DM are enriched in markers of ferroptosis. (A) Analysis of white matter lesions from 17 cases enrolled in the ACT study diagnosed with dementia-related to microvascular brain injury (mVBI) or ADNC. Gene expression was variably enhanced for seven markers associated with distinct ferroptosis pathways (GCLC, HMOX1, TFRC, IREB2, MR1G, AKRC1c and SLC1A5) quantified by qRT-PCR and normalized to 18S rRNA. (B) Analysis of bulk RNAseq data set from the Allen Institute for Brain Science of gene expression in 110 cases enrolled in the ACT study diagnosed with a spectrum of mVBI or ADNC. Volcano plot of the p-value (−Log 10) and fold change of genes with significantly higher expression in white matter relative to gray matter (green; 21,879 genes) or gray matter relative to white matter (blue; 22,569 genes). A unique set of white matter-associated ferroptosis-related genes were significantly upregulated together with highly expressed genes linked to myelination. (C) Comparison of the fold expression changes for ferroptosis-related genes in white matter (blue) vs. gray matter (red).

Fig. 7.

Summary of data supporting a role for ferroptosis in microglial degeneration in human WMI related to vascular dementia or AD. Injury to myelin promotes the accumulation of myelin debris and lipid uptake by senescent reactive microglia (MG). Disturbances in multiple molecules and genes (brown text) appear to contribute to pronounced oxidative stress that leads to a pronounced increase in the number of DM. Central factors appear to involve dysregulation of iron metabolism, impaired generation of glutathione anti-oxidants and mitochondrial metabolic stress, which together contribute to lipid peroxidation injury and DNA damage.
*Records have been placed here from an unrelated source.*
PR #7561, opened 2024-05-31
Loosely typed container

thetutlage:
Alright. So we went ahead and added some types to the container. It means using `container.resolve` method will show a list of auto-suggestions and also define the return type for the known container bindings. 

As a result of this, a lot of code within the medusa repo that was typed as `any` has received strict types and needed refactoring.

Also, some of the refactoring might have taken more time. So I have decided to annotate that code with `@ts-expect-error` vs fixing it. But if you have any feedback, please let me know and we can fix that code.

### DIFF
--- a/packages/core/core-flows/src/defaults/steps/create-default-store.ts
+++ b/packages/core/core-flows/src/defaults/steps/create-default-store.ts
@@ -20,10 +20,6 @@ export const createDefaultStoreStep = createStep(
      * @todo
      * Seems like we are missing an integration test when the
      * following conditional as true.
-     *
-     * As per types, the result from "createStoresWorkflow.run" was
-     * an array of "StoreDTO", whereas we needed just "StoreDTO" at
-     * top-level.
      */
     if (!store) {
       const stores = await createStoresWorkflow(container).run({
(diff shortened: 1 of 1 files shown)


adrien2p (approved):
LGTM, as we already went through it 😄

thetutlage:
@adrien2p Thanks a ton dude for spending so much time on this with me 😇

packages/core/modules-sdk/src/medusa-app.ts
```diff
@@ -36,6 +39,16 @@ import { cleanGraphQLSchema } from "./utils"
 
 const LinkModulePackage = MODULE_PACKAGE_NAMES[Modules.LINK]
 
+declare module "@medusajs/types" {
+  export interface ModuleImplementations {
```
riqwan, line 43: very cool! I'm guessing you could do something similar in the starter and it would work for any custom module? 

q: does this override or append to the ModuleImplementations type?

riqwan (approved):
very cool guys! @adrien2p @thetutlage 🎉

packages/core/modules-sdk/src/medusa-app.ts
adrien2p: This will merge the interfaces (declaration merging, module augmentation), this is the approach I ve also provided to the community in medusa v1 for extending interfaces for customization if you remember :D when for example they want the product type to include the newly added props accross the code base

thetutlage: It merges. So what you add in the starter will added on top and the existing one's will be replaced (only if the types are compatible with each other)

thetutlage:
Should we merge this? Snapshots are not working for some reason

packages/core/modules-sdk/src/medusa-app.ts
riqwan: noice!

PR #7562, opened 2024-05-31
chore: preserve ordering of variant rank when creating variants

riqwan:
what:

when passing the inputs over to create variants workflow from create product workflow, we lose the ability to order correctly, so we pass the ranking information on from the product workflow.

### DIFF
--- a/integration-tests/http/__tests__/product/admin/product.spec.ts
+++ b/integration-tests/http/__tests__/product/admin/product.spec.ts
@@ -1,8 +1,8 @@
-import {
-  createAdminUser,
-  adminHeaders,
-} from "../../../../helpers/create-admin-user"
 import { medusaIntegrationTestRunner } from "medusa-test-utils"
+import {
+  adminHeaders,
+  createAdminUser,
+} from "../../../../helpers/create-admin-user"
 
 jest.setTimeout(50000)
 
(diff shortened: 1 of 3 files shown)


packages/core/core-flows/src/product/workflows/create-products.ts
```diff
@@ -58,13 +58,17 @@ export const createProductsWorkflow = createWorkflow(
 
       data.createdProducts.forEach((product, i) => {
         const inputProduct = data.input.products[i]
+        let rank = 0
```
sradevski, line 61: I would rather move this responsibility to the module as it can be nicely abstracted away

integration-tests/http/__tests__/product/admin/product.spec.ts
```diff
@@ -1262,14 +1262,16 @@ medusaIntegrationTestRunner({
           expect(response.data.product).toEqual(
             expect.objectContaining({
               title: "Test product - 1",
-              variants: [
+              variants: expect.arrayContaining([
```
sradevski, line 1265: If we use `arrayContaining` then the result can come in either order, and we want to check here that they do come in the specified order right?

riqwan:
Closing this in favor of moving it to the module 💯

PR #7563, opened 2024-05-31
fix(utils): support omitting modules in config

srindom:
**What**

- With the new `defineConfig` we automatically enable all modules. However, users may not want to use all modules. 
- This PR modifies `defineConfig`'s behavior to not include module configs for modules that are marked as false.

## Usage

```
// medusa-config.ts

export default defineConfig({
  ...,
  modules: {
    // Location and inventory modules will not be required or loaded
    [Modules.STOCK_LOCATION]: false,
    [Modules.INVENTORY]: false,
  },
})

```

~~Note: I also considered whether disabling a module with `false` should be supported in the loading mechanism for MedusaApp. This is not necessary, so can be removed if we don't think that makes sense.~~

^ have reverted this for now, don't think it's necessary.


packages/core/modules-sdk/src/medusa-app.ts
srindom, line 1: note: the change in this file is not necessary, but wanted to see what people think of being able to disable modules here too?

packages/core/modules-sdk/src/medusa-app.ts
```diff
@@ -85,6 +85,16 @@ export async function loadModules(
       let declaration: any = {}
       let definition: Partial<ModuleDefinition> | undefined = undefined
 
+      if (!isObject(mod) && typeof mod !== "boolean") {
+        throw new Error(
+          `Invalid module configuration for ${moduleName}. Expected boolean or a module configuration object, got ${typeof mod}. Check your medusa-config file.`
+        )
+      }
```
adrien2p: suggestion: I dont think we should mention the medusa-config file here as the module sdk can be used for standalone modules but also should not be aware of where the config is coming from wdyt?

srindom: agree - good point

packages/core/utils/src/common/define-config.ts
```diff
@@ -117,6 +117,13 @@ export function defineConfig(config: Partial<ConfigModule> = {}): ConfigModule {
     ...config.modules,
   }
 
+  // Remove any modules set to false
+  Object.keys(modules).forEach((key) => {
+    if (modules[key] === false) {
+      delete modules[key]
+    }
+  })
```
adrien2p, line 125: Q: should we be able to disabled modules that have a default package as well?

adrien2p (approved):
LGTM

packages/core/utils/src/common/__tests__/define-config.spec.ts
```diff
@@ -256,4 +257,93 @@ describe("defineConfig", function () {
       }
     `)
   })
+
+  it("should not include disabled modules", function () {
```
adrien2p, line 261: suggestion: should we add a test where we disable a module and therefore it should not be resolvable from the container. wdyt? it could go there integration-tests/modules/__tests__/modules/load-standalone.ts

riqwan (approved):
💯

thetutlage:
During my initial conversation with Oli, he mentioned there won't be any use-cases to disable base set of modules, so I did not consider adding the support for it.

packages/core/utils/src/common/define-config.ts
srindom: yes - e.g., in platform we don't want stock/inventory/etc. 

it will break functionality in the core API because those modules aren't there, but if you want to use medusa partially you should be able to config your way to that.

olivermrbl:
> During my initial conversation with Oli, he mentioned there won't be any use-cases to disable base set of modules, so I did not consider adding the support for it.

I believe what I said was in the case where we have module "bundles"/"templates", I don't see a use case for a disabling function. And specifically, my idea was to not offer a `without` function it in the "bundles" API, when (if) we choose to introduce that for the sake of having a simple API. At least that is what I meant.

E.g. I imagine in a world where we have bundles, you'll need something like:
- A commerce bundle
- An events bundle
- A cache bundle
- A workflows bundle

And all modules within a bundle would likely be strictly required otherwise you would just install the modules yourself.

That said, I see why the two cases might have been mixed together as they are very closely related. Tbh. I just didn't think of this disabling mechanism when we chose to add the default modules without supporting bundles.

packages/core/utils/src/common/define-config.ts
adrien2p: then this wont be enough, you can take a look at the mergeDefaults maybe, but there we get the modules with a default package and auto assign them to the result

sradevski (approved):

adrien2p (changes requested):
As mention as per seb feedback, this wont be enough, the mergeDefaults needs some update

packages/core/utils/src/common/define-config.ts
```diff
@@ -117,6 +117,13 @@ export function defineConfig(config: Partial<ConfigModule> = {}): ConfigModule {
     ...config.modules,
   }
 
+  // Remove any modules set to false
```
sradevski, line 120: Although I approved, I think it might be good to already look into adding these defaults in the form of a `template` rather than having them hard-coded in `define-config`.

srindom:
> @adrien2p - As mention as per seb feedback, this wont be enough, the mergeDefaults needs some update

Not sure I follow?

adrien2p:
> > @adrien2p - As mention as per seb feedback, this wont be enough, the mergeDefaults needs some update
> 
> Not sure I follow?

@srindom , based on what you are saying, you should be able to disable a module even though there is a default package, though, we are going through this function `mergeDefaultModules` which will assign those modules to the resulted modules if there is a default package configured. Also, I believe it would be easier to test that it works if you add a test in the place I ve mentioned in one of the comment. That way you can ensure it is behaving as expected

adrien2p:
@srindom does that make sense or do you want me to look at it?

thetutlage:
@olivermrbl 

Cool, makes sense. I bring it up, so that my understanding of the approach is on the same page as the rest 😄

srindom:
@adrien2p - I see. Think I was a bit confused about what `defaultPackage` referred to. Thought it would be something like the `defaultPackage` for cart module is `@medusajs/cart`, but that doesn't seem to be the case. 

The changes in the PR satisfy the need I have to disable the commerce related modules that I don't need for a partial installation. The `defaultPackage` thing might need to be considered separately.

adrien2p:
> @adrien2p - I see. Think I was a bit confused about what `defaultPackage` referred to. Thought it would be something like the `defaultPackage` for cart module is `@medusajs/cart`, but that doesn't seem to be the case.
> 
> The changes in the PR satisfy the need I have to disable the commerce related modules that I don't need for a partial installation. The `defaultPackage` thing might need to be considered separately.

Ok got it, I see 👍

adrien2p (approved):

Abbreviations: AKR1C1, Aldo-keto reductase family 1 member C1; DM, degenerative microglia; FTL, Ferritin light chain; FTH, Ferritin heavy chain; FTMT, Ferritin mitochondrial; GPX4, Glutathione peroxidase 4; GCLC, Glutamate-cysteine ligase catalytic subunit; GCLM, Glutamate-cysteine ligase modifier subunit; GSH, reduced glutathione; GSSG, oxidized glutathione; 4-HNE, 4-hydxoynonenol; HMOX1, Heme oxygenase 1; H2A.X, phospho-histone H2A.X; LD, lipid droplets; MG, microglia; PLIN2, perilipin 2; ROS, reactive oxygen species; Tom 20, translocase of outer membrane 20.